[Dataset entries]

PR #680, opened 2024-08-27
Fix Google STT exception when no valid speech is recognized

davidzhao:


keepingitneil (approved):

mike-r-mclaughlin (commented):
Nice.  Thanks for the quick fix!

▸ **Exercise brief**
Transcribe all of the entries without altering anything.

▸ **Output of the exercise**
PR #680, opened 2024-08-27
Fix Google STT exception when no valid speech is recognized

davidzhao:


keepingitneil (approved):

mike-r-mclaughlin (commented):
Nice.  Thanks for the quick fix!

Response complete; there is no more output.